Now let's get back to the Bakken producer I mentioned at the start, and look at why it might be a great way to invest in the play's potential.
Rockin' in the Bakken
The company is Kodiak Oil & Gas (NYSE: KOG ) and its as much a Bakken story as any oil producer out there. Its operations are largely focused on drilling for oil in the Williston basin, where it has amassed 157,000 acres. Perhaps more importantly, the company has nearly de-risked all of this acreage, which means that from here on out, it will be engaged primarily in low risk developmental drilling.
While second-quarter results won't be out until Aug. 2, recently reported preliminary results are encouraging. Sales volume grew 20% from the previous quarter, averaging around 12,700 barrels of oil equivalent per day. And for the first two weeks of July, net production averaged between 17,000 and 18,000 boe per day as the company inches closer to its year-end target of 27,000 boe per day.
While Kodiak has been growing production at a rapid clip, capital expenditures have been on the rise, as well. The company does have a sizable funding gap and has been outspending cash flow by quite a lot. But from what I can tell, it's also carefully watching costs. It recently decreased the spacing between its Bakken wells -- a practice known as downspacing -- which has yielded significant cost savings for companies like EOG Resources (NYSE: EOG ) .
For 2012, Kodiak's capital spending budget is $585 million, with the bulk of it dedicated to drilling and completing wells. The company plans on funding its aggressive drilling operations through cash flow and liquidity alone, after raising a large amount of capital through a senior note issuance and a stock offering last November.
Final thoughts and things to keep an eye on
Overall, Kodiak appears to be in a solid position. It's got around 800 net drilling locations in some very attractive acreage, most of which has already been de-risked. With seven operated rigs currently up and running and two non-operated rigs drilling, it expects all areas to be held by production by the end of next year.

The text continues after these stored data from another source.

PR #5324, opened 2026-01-09
Updated FlatEx Degiro to support Jan 26 format of purchase transactions

buchen:
Issue: https://forum.portfolio-performance.info/t/pdf-import-von-flatex-at/10776/84

### DIFF
--- a/name.abuchen.portfolio/src/name/abuchen/portfolio/datatransfer/pdf/PDFParser.java
+++ b/name.abuchen.portfolio/src/name/abuchen/portfolio/datatransfer/pdf/PDFParser.java
@@ -10,6 +10,7 @@ import java.util.HashMap;
 import java.util.HashSet;
 import java.util.List;
 import java.util.Map;
+import java.util.Objects;
 import java.util.Optional;
 import java.util.Set;
 import java.util.function.BiConsumer;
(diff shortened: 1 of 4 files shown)


buchen:
@Nirus2000 - I found it more intuitive adding a new entry for ```* Fremde Spesen``` instead of complicating the regular expression further to match both. But the argument could go both ways.

buchen:
Obviously I have to rework this one...

name.abuchen.portfolio/src/name/abuchen/portfolio/datatransfer/pdf/PDFParser.java
```diff
@@ -206,14 +207,23 @@ private void parseContext(String filename, DocumentContext context, String[] lin
         private int maxSize = -1;
         private Transaction<?> transaction;
 
+        /**
+         * Creates a block that represents the whole file.
+         */
+        public Block()
```
buchen, line 213: Proposal: We allow to create blocks that represent the whole file. That makes sense if the document spans the whole file anyway. In the current case, the "marker" for the blocks has changed (it is not Auftragsdatum anymore). But this is really an arbitrary change because that term was never matched anyway to retrieve meaningful data.

buchen:
@Nirus2000, I know you are enjoying your time in the snow. I'll take the risk to include this change in today's release. If need be, we revert.

PR #7917, opened 2018-08-03
Added login logout commands in Docker, Kubernetes and helm tasks.

vithati:


Tasks/Common/docker-common/containerconnection.ts
```diff
@@ -73,6 +73,24 @@ export default class ContainerConnection {
...
+            tl.error(tl.loc('DockerRegistryNotFound'));
+            throw new Error(tl.loc('DockerRegistryNotFound'));
+        }
+    }
+    
+    public unsetDockerConfigEnvVariable() {
+        var dockerConfigPath = tl.getVariable("DOCKER_CONFIG");
+        if (dockerConfigPath) {
+            tl.setVariable("DOCKER_CONFIG", "");
+            del.sync(dockerConfigPath, {force: true});
```
bansalaseem: Should we call closeConnection here instead of del.sync.. so that certs etc can also be deleted?

Tasks/DockerV1/task.json
```diff
@@ -12,17 +12,29 @@
...
+        "Patch": 0
     },
     "demands": [],
     "preview": "true",
     "releaseNotes": "Simplified the task by:<br/>&nbsp;- Providing an option to simply select or type a command.<br/>&nbsp;- Retaining the useful input fields and providing an option to pass the rest as an argument to the command.",
     "groups": [
+        {
+            "name": "containerRegistry",
+            "displayName": "Container Registry",
+            "isExpanded": true,
```
bansalaseem: Should this remain collapsed?

Tasks/DockerV1/task.json
```diff
@@ -12,17 +12,29 @@
...
+            "visibleRule": "command != logout"
+        },
+        {
+            "name": "commands",
+            "displayName": "Commands",
+            "isExpanded": true
```
bansalaseem: Should this be the first group in the list?

Tasks/KubernetesV1/Tests/TestSetup.ts
```diff
@@ -132,64 +132,64 @@ if (JSON.parse(process.env[shared.isKubectlPresentOnMachine]))
...
-a.exec[`kubectl --kubeconfig ${KubconfigFile} create configmap myConfigMap --from-literal=key1=value1 --from-literal=key2=value2`] = {
+a.exec[`kubectl create configmap myConfigMap --from-literal=key1=value1 --from-literal=key2=value2`] = {
     "code": 0
 };
-a.exec[`kubectl --kubeconfig ${KubconfigFile} create configmap someConfigMap --from-literal=key1=value1 --from-literal=key2=value2`] = {
+a.exec[`kubectl create configmap someConfigMap --from-literal=key1=value1 --from-literal=key2=value2`] = {
     "code": 1,
     "stdout" : "Error in configMap creation"
 };
-a.exec[`kubectl --kubeconfig ${KubconfigFile} get secrets my-secret -o yaml`] = {
```
bansalaseem: Why this removal?

vithati: Previously we add kubconfig file for each command instead of setting environment varaible. Now we are setting environment varaible 'KUBCONFIG' instead of adding --kubconfig option so i remove the --kubconfig option.

Tasks/Common/docker-common/containerconnection.ts
vithati: This path is to delete existing Docker_Config env directory, after this it call closeConnection call to delete current context connection.

Tasks/DockerV1/task.json
vithati: To keep consistance with other task i kept expand true.

PR #7922, opened 2018-08-03
Added PublishBuildDropV0 and DownloadBuildDropV0

mitchdenny:
Just setting them up in make options.


madhurig:
@stephenmichaelf : This change didn't make it to M138 since the make-options.json was not updated. Recommendations on including this in M138? Will just cherry pick to releases/m138 suffice since the deployment already started?

stephenmichaelf:
Sorry just saw this, will sync with you offline.

PR #7925, opened 2018-08-03
Removed comment azure cli is not installed on hosted

tspascoal:
Removed comment azure cli is not installed on hosted agent, this is no longer accurate. All hosted agent images have azure cli installed


ds-ms:
Looks good to me!
________________________________

PR #7931, opened 2018-08-06
Run App Service Task on Deployment Group

vincentdass:


SumiranAgg:
Do we need patch upgrade?

PR #7933, opened 2018-08-06
Suggested changes to .NET Core and Docker YAML templates

vijayma:


vijayma:
@DavidStaheli here are some suggested changes to these two templates.

PR #7935, opened 2018-08-06
Fix getting packaging URI for DotNet, NuGet and Maven

jahquin-msft:


Tasks/Common/codeanalysis-common/package-lock.json
```diff
@@ -51,7 +51,7 @@
       "integrity": "sha1-Y7xdy2EzG5K8Bf1SiVPDNGKgb40=",
       "optional": true,
       "requires": {
-        "tweetnacl": "0.14.5"
+        "tweetnacl": "^0.14.3"
```
pspill: Not sure why your PR should change the package lock for these other common packages.  This one for instance is odd, loosens the dependency version.

Tasks/Common/nuget-task-common/CommandHelper.ts
```diff
@@ -121,11 +121,7 @@ export function isOnPremisesTfs(): boolean {
         return false;
     }
 
-    // not an ideal way to detect hosted, but there isn't a variable for it, and we can't make network calls from here
-    // due to proxy issues.
-    const collectionUri = tl.getVariable("System.TeamFoundationCollectionUri");
-    const parsedCollectionUri = url.parse(collectionUri);
-    return !(/\.visualstudio\.com$/i.test(parsedCollectionUri.hostname));
+    return tl.getVariable("System.ServerType") !== "Hosted";
```
pspill: This must be a new predefined build variable, I don't see it documented. It might be safer to do a case-insensitive comparison.

PR #7944, opened 2018-08-06
use shorter paths when extracting archives

aldoms:
Use a shorter temp path instead of the full url when expanding archives. The temp path is saved to the marker file so subsequent requests don't need to expand the archive again.


aldoms:
Apparently PR validations don't get queued when using a fork, so closing this and using #7945 instead.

But while there are many factors working in Kodiak's favor, the biggest risk is falling oil prices. Due to its small size, it's more vulnerable to a collapse in oil prices compared to larger players in this space. However, to offset this risk, Kodiak has hedged a large part of its production for the year at higher West Texas Intermediate (WTI) spot prices. When the company reports earnings Aug. 2, keep a close eye on the hedge situation, along with the cash balance and operated rig count.